Two parallel audit streams sit under `policy.audit_path.parent`:

- `audit.jsonl` (safety layer) records WHAT data went to the LLM —
  columns sent, redactions applied, sampling mode in effect.
- `llm_responses.jsonl` (draft layer) records WHAT the LLM produced —
  hashes of the response text, the parsed schema, and the SQL sent;
  token usage including cache creation/read; the `prompt_version`.

Both streams are fail-closed: an audit-write failure aborts the call,
the partial work is dropped, and an unaudited LLM call cannot
silently happen. A reviewer correlates the two streams by
`model_unique_id` + timestamp window. See
[docs/draft-ops.md](docs/draft-ops.md) for the response-audit schema,
the retry taxonomy, the cache pre-send checks, and the typed-error
reference.

## Roadmap

| Version | Scope                                                                              |
| ------- | ---------------------------------------------------------------------------------- |
| v0.1    | Single-model draft + warehouse prune; first warehouse adapter (BigQuery); CLI only |
| v0.2    | Additional warehouse adapters (Snowflake, Postgres); project-wide drift detection  |
| v0.3    | GitHub Action with PR comment integration                                          |
| v0.4    | Rubric customization; organization-wide style profiles                             |
| v1.0    | dbt Fusion engine compatibility; dbt MCP server consumption                        |

The architecture is warehouse-agnostic — adapters plug in behind a thin
sampling/profiling interface. BigQuery is the v0.1 target because of its
generous query-bytes pricing for sampled reads and its first-class
`INFORMATION_SCHEMA.JOBS` history for downstream cost analysis. Snowflake,
Databricks, Postgres, and Redshift are all on the roadmap; PRs welcome.

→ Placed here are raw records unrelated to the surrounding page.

Issue #2981, opened 2026-09-04
Remove redundant fixture tests


bendk:
The [bindgen-tests crate](https://github.com/mozilla/uniffi-rs/issues/2686) was created to replace the fixture tests and has several advantages to them.  We should go through the fixture tests and find tests that are redundant with the bindgen tests.  For example, `fixtures/ext-libs` is covered by the `external-types` module.

For each of those tests we should find any functionality tested by the fixture test that's not tested by the bindgen test, update the bindgen tests to cover that, and delete the fixture.

PR #2993, opened 2026-09-11
Detect desugared async functions as async

jmartinesp:
# Changes

- Function signatures in `uniffi_parse_rs` and `uniffi_macros` now are also used to check the function's return type when the `async` modifier is missing to double check if it should be considered an async function. Each crate checks this value on its own, but under the hood a shared helper code to check the asyncness of the function using the return type is shared.
- The helper code lives in a new `uniffi_syn_utils` crate since I wasn't sure `uniffi_meta` would be the right crate for it and it should be shared between the 2 crates to have the exact same results.
- Added tests to check the behaviour of desugared `async` functions and traits.

# Motivation

We recently had a PR in our project where a contributor changed a normal function in a callback interface into an async one, like this:

```rust
#[uniffi::export(callback_interface)]
#[async_trait::async_trait]
pub trait Foo: Send + Sync {
   async fn bar() -> Bar
}
```

However, our project is already slow to build and we found `async_trait` in the past slowed down the build time significantly so we mostly forbid its usage, but when I suggested using the desugared version, like this:

```rust
#[uniffi::export(callback_interface)]
pub trait Foo: Send + Sync {
  fn bar() -> Pin<Box<Future<Output = Bar> + Send + Sync>>>
}
```

This contributor pointed out this wouldn't work with exported FFI code because UniFFI relies on the `async` keyword in a function to detect if it's asynchronous, and as I later checked, they were right about it.

So with some assistance from AI I tried to have this desugared async format detected as a valid async function in UniFFI, and it turns out it was simpler than I expected at first, although I'm not sure if I might have missed some corner cases or constraints. Also, I was quite hesitant to add the new crate, since only the added shared code would live there.


mhammond (commented):
Channelling Ben, I think it would probably be better if the tests for this were actually in bindgen-tests/lib/src/futures.rs.

uniffi_syn_utils/Cargo.toml
```diff
@@ -0,0 +1,17 @@
+[package]
+name = "uniffi_syn_utils"
```
mhammond, line 2: yeah, this crate really is unfortunate. Hopefully Ben has some idea here.

bendk:
> Channelling Ben, I think it would probably be better if the tests for this were actually in bindgen-tests/lib/src/futures.rs.

Sorry about this, I really need to take on https://github.com/mozilla/uniffi-rs/issues/2981 soon.

uniffi_macros/src/fnsig.rs
```diff
@@ -120,11 +120,28 @@ impl FnSignature {
...
-        let output = match sig.output {
-            ReturnType::Default => quote! { () },
-            ReturnType::Type(_, ty) => quote! { #ty },
+        // A function is async if it is declared `async fn`, or if it manually returns a
+        // boxed future such as `Pin<Box<dyn Future<Output = T> + Send>>` — the shape
+        // `#[async_trait]` expands `async fn` into. Dropping the `#[async_trait]` macro and
+        // the `async` modifier while returning that future by hand must still be treated as
+        // an async function: the scaffolding awaits the returned value either way.
+        //
+        // For a real `async fn`, `syn` gives us the unsugared `Output` type. To treat the
```
bendk, line 129:
```suggestion
        // For a real `async fn`, `syn` gives us the desugared `Output` type. To treat the
```

bendk: nit: I think "desuraged" is more standard, can you change it here and in the other comments?

uniffi_parse_rs/src/functions.rs
```diff
@@ -143,6 +145,33 @@ impl ReturnType {
...
+    /// A function is async when it is declared `async fn` (`declared_async`), or when it
+    /// manually returns a boxed future such as `Pin<Box<dyn Future<Output = T> + Send>>` —
+    /// the shape `#[async_trait]` expands `async fn` into. Removing the `#[async_trait]`
+    /// macro and the `async` modifier while returning that future by hand is still an async
+    /// function as far as the FFI is concerned.
+    ///
+    /// For a real `async fn`, `syn` hands us the unsugared `Output` type directly. To treat
+    /// the manual future the same way, we unwrap the future here and use its `Output` as the
+    /// effective return type.
+    pub fn parse_async(declared_async: bool, output: syn::ReturnType) -> syn::Result<(bool, Self)> {
```
bendk, line 159: `parse_async` doesn't feel like the right name to me.  I read it as either parsing a return type, but asynchronously, or parsing the `async` keyword.  I don't have a great suggestion though.

uniffi_syn_utils/src/lib.rs
```diff
@@ -0,0 +1,128 @@
+/* This Source Code Form is subject to the terms of the Mozilla Public
+ * License, v. 2.0. If a copy of the MPL was not distributed with this
+ * file, You can obtain one at http://mozilla.org/MPL/2.0/. */
+
+//! `syn` AST helpers shared across the uniffi crates.
+//!
+//! These utilities operate purely on `syn` types so they can be reused by both the source
+//! parser (`uniffi_parse_rs`) and the proc-macros (`uniffi_macros`) without either crate
+//! depending on the other.
```
bendk: TODO

uniffi_syn_utils/Cargo.toml
bendk: I think we should have separate implementations for `uniffi_macros` and `uniffi_parse_rs`.

For `uniffi_macros`, the current implementation makes a lot of sense and I think we should just move the code from this crate to there.

For `uniffi_parse_rs`, I think we can do better by adding a `BuiltinItem::Future` and `BuiltinItem::Pin` variant, then connect it to the type resolution code.  This would allow handling this even through type aliases and weird imports that end up renaming `Pin`, `Box` and/or `Future` (and prevent false positives when other types are renamed to those names).  It's a bit niche, but I could see a user creating a type alias so they don't need to type out `Pin<Box<dyn Future<Output = T>>>>`.

The code to do this is mostly already there, for example the code to handle `Box` is [here](https://github.com/mozilla/uniffi-rs/blob/main/uniffi_parse_rs/src/paths.rs#L721) and [here](https://github.com/mozilla/uniffi-rs/blob/main/uniffi_parse_rs/src/types.rs#L469-L471).  However, I think the generic handling code would need to be updated to handle associated types.  The `dyn Future` part might also break something.

If you wanted to look into this for this PR that's great.  If not, then just do the `uniffi_macros` implementation and leave `uniffi_parse_rs` as a todo.  Once you migrate the tests to `bindgen-tests`, you could add the test case to `bindgen-tests/kotlin` and add a commented out TODO test item to `uniffi-bindgen-kotlin-jni/tests`.

Long-term, I think that eventually we would want `uniffi_macros` to depend on `uniffi_parse_rs` and we should be able to share a good deal of code there.  Unfortunately however, I don't think we can share code like this that depends on type resolution, since `uniffi_macros` only parses locally.  It sees the current item that's being wrapped with a macro, but it doesn't see the entire crate and therefore can't handle things like type aliases.

bendk (changes requested):
The changes look good to me, but there's some refactoring needed: moving the tests to `bindgen-tests` and moving the code to `uniffi_macros` only.

Like I said in the comment, if you want to tackle the `uniffi_parse_rs` work, that would be awesome, but not necessary for this PR.

jmartinesp:
> For uniffi_parse_rs, I think we can do better by adding a BuiltinItem::Future and BuiltinItem::Pin variant, then connect it to the type resolution code. This would allow handling this even through type aliases and weird imports that end up renaming Pin, Box and/or Future (and prevent false positives when other types are renamed to those names). It's a bit niche, but I could see a user creating a type alias so they don't need to type out Pin<Box<dyn Future<Output = T>>>>.

I tried just deleting the code in `uniffi_parse_rs` and keeping only the changes in `uniffi_macros`, then added a callback interface with a desugared async funtion to `bindgen-tests/lib`. However, as soon as I tried to run the tests, the JNI bindings were complaining the wrong format was used for the callback interface and refused to run.

At first I tried to fix this manually, but in the end I got nowhere since I'm not familiar enough with the code and had an agent try to fix this, which it did. The code seems sensible, AFAICT it follows your suggestions and adds the minimal changes, but even like that it changes quite a lot of files, and I'm not super comfortable with that. 

If you don't mind the size and reach of the PR growing quite a bit, and most of these new changes being vibe-coded, I can upload them, since they seem to work fine.

bendk:
Let's see the vibe-coded changes.  I could see them being pretty good actually, since it might just need to copy the existing examples.

fixtures/metadata/src/tests.rs
```diff
@@ -957,6 +959,7 @@ mod test_function_metadata {
                 name: "async_sub".into(),
                 orig_name: None,
                 is_async: true,
+                desugared_async: false,
```
bendk: Do we need this?

uniffi-bindgen-kotlin-jni/src/scaffolding/templates/callback_interface.rs
```diff
@@ -5,10 +5,27 @@ struct {{ cbi.impl_struct_rs() }} {
...
+        {%- if receiver.by_ref %}
+        &self,
+        {%- else %}
+        self: ::std::sync::Arc<Self>,
+        {%- endif %}
+        {%- for a in meth.callable.arguments %}
+        {{ a.name_rs() }}: {{ a.ty.type_rs }},
+        {%- endfor %}
+    ) -> ::std::pin::Pin<::std::boxed::Box<dyn ::std::future::Future<Output = {{ meth.callable.result.return_type_rs() }}> + ::std::marker::Send + {% if receiver.by_ref %}'_{% else %}'static{% endif %}>> {
+        ::std::boxed::Box::pin(async move {
```
bendk, line 27: Could we use this version for the `async_trait` case too?  It would be nice to only have 1 code path here and I think it might mean we didn't have to pass around `desugared_async` through the pipeline.  However,  I'm not sure if it's compatible with the `async_trait` magic.

bendk (commented):
I have a few thoughts about this one, but one main question.  Let's get that figured out first before I ask those.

Detail is tracked in GitHub Issues against this repo.

## Design principles

1. **Signal over volume.** A test that always passes is worse than no test — it consumes review attention without catching anything. SignalForge's job is to produce fewer, better artifacts.
2. **Evaluation in the loop.** Generation without grading is what produced the current "AI-test fatigue." Every artifact SignalForge ships has been scored.
3. **OSS-first, Core-friendly.** No dependency on dbt Cloud. Runs against any dbt-core project, locally or in CI.
4. **Explainable diffs.** Every kept and dropped artifact has a one-line "why." Reviewers see what changed and what the tool's reasoning was.
5. **Permissive license.** Apache-2.0. Use it commercially, vendor it, embed it.

## Related projects

- **[clauditor](https://github.com/wjduenow/clauditor)** — the LLM-graded evaluation framework SignalForge's quality layer is built on.
- **[dbt-codegen](https://github.com/dbt-labs/dbt-codegen)** — the rule-based YAML scaffolder SignalForge complements (codegen scaffolds; SignalForge drafts, prunes, and grades).
- **[dbt-osmosis](https://github.com/z3z1ma/dbt-osmosis)** — schema.yml management and propagation; orthogonal concern.
- **[Recce](https://github.com/DataRecce/recce)** — PR-time data diff for dbt; complementary, addresses a different pain point.

## License

Apache-2.0. See [LICENSE](LICENSE).

## Contributing

Pre-alpha — issues welcome to shape the design. Open one against the `dev` branch describing the use case you'd like SignalForge to handle. Code contributions will open with the v0.1 milestone.